## Problem to work on
Check each line of the entries below for the word "compiler", and copy the lines that have it.

## Recorded data
PR #608, opened 2016-08-26
Travis CI cleanup and additions

randombit:
Use a single variable to specify the build target instead of multiplexing over 4. Only test configurations removed are Boost-free OS X builds, as we were already testing same config but with Boost. Travis OS X is slow so I'd prefer to minimize usage.

For comparison, current master: https://travis-ci.org/randombit/botan/builds/155134214
this PR: https://travis-ci.org/randombit/botan/builds/155385851

Adds Linux cross compile targets for ARM32, ARM64, PPC64, and MinGW x86. Currently all of these build but the tests are failing to run for misc reasons, so the Linux cross compile targets are marked as allowed to fail (for now). For ARM32/ARM64, problem seems to be related to starting threads (possibly due to the use of static binaries?). On PPC64, I simply cannot get qemu to execute the binary. And on Wine the entropy poll fails which subsequently causes a crash due to a bug in the FFI tests.

Adds sanitizer targets for both LLVM Clang and Apple Clang.

Adds a valgrind target (in addition to a general memcheck run, this uses the memcheck API to test const time annotations)

Adds several small hacks in order to allow MinGW GCC cross compile. I am not sure if any of these are 'correct', but they got things to build.

I'd prefer to get the cross tests all running before merging, but I think as it stands it's already a nice improvement.

### DIFF
--- a/.travis.yml
+++ b/.travis.yml
@@ -1,113 +1,86 @@
-dist: trusty
-
-sudo: required
-
 language: cpp
 
-# BEGIN BUILD MATRIX
-#
-# Build matrix must be smaller on branch coverity_scan because quota allows
-# only 5 Coverity Scan jobs at once. Thus we have different versions of this
-# file on branch master and coverity_scan.
-#
-# Please keep this file as much in sync as possible to allow easy merging
-# from master into coverity_scan and only have differences in the build
-# matrix block.
-#
-# Check the difference as follows:
-#   $ git checkout master
-#   $ git checkout coverity_scan
-#   $ git difftool master coverity_scan .travis.yml
 os:
   - linux
   - osx
 
+dist: trusty
+sudo: required
 osx_image: xcode7
 
 compiler:
   - clang
   - gcc
 
-git:
-  depth: 5
-
 env:
   global:
+    - CCACHE_SIZE=50M
+    - CCACHE_COMPRESS=1
+    - BUILD_JOBS=2
     # SONAR_TOKEN for accessing the SonarQube server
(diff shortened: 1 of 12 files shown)


randombit:
Many commits + several rebases later ...

Tests for ARM32 and ARM64 are running (and passing!) under qemu. They've been moved to must-pass. I added a PPC32 build because Trusty has the cross compiler and libs. PPC32 tests start under qemu, but crashes. And I still cannot get PPC64 qemu to run the generated botan-test. I think for more progress on both of these I need an Ubuntu VM set up.

I removed the Apple Clang sanitizer build. It didn't seem to recognize UbSan flags, so I'm assuming there is no special Apple Clang sanitizer magic we are missing here. LLVM Clang still has a sanitizer build. When running the tests is very slow (valgrind/qemu) I limited the build to a subset (policy 'modern').

Tests basically pass under MinGW/Wine, except that there is no filesystem access enabled so the block, hash, kdf etc tests do no run and are marked as failures. So it is still in the allow-fail group for now, but it should be an easy upgrade. Oddly, we may be in the position of having to write Win32 code to support GCC when Microsoft lets us use the TR2 filesystem interface. (Well, GCC 6 has filesystem, but Trusty's 4.8 does not...)

I'm out of steam on this and assuming CI is green think it is good to go. I will revisit the PPC issue later, for now just having PPC cross compile configure/build is a great start.

mouse07410:
@randombit to use sanitizers with Clang on Apple you need a Macports-installed Clang (and correspondingly, Macports-installed LLVM). As you noticed, the native (Xcode) Clang unfortunately does not support sanitizers (I wonder why, but that's besides the point).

## Answer box
 compiler:
Tests for ARM32 and ARM64 are running (and passing!) under qemu. They've been moved to must-pass. I added a PPC32 build because Trusty has the cross compiler and libs. PPC32 tests start under qemu, but crashes. And I still cannot get PPC64 qemu to run the generated botan-test. I think for more progress on both of these I need an Ubuntu VM set up.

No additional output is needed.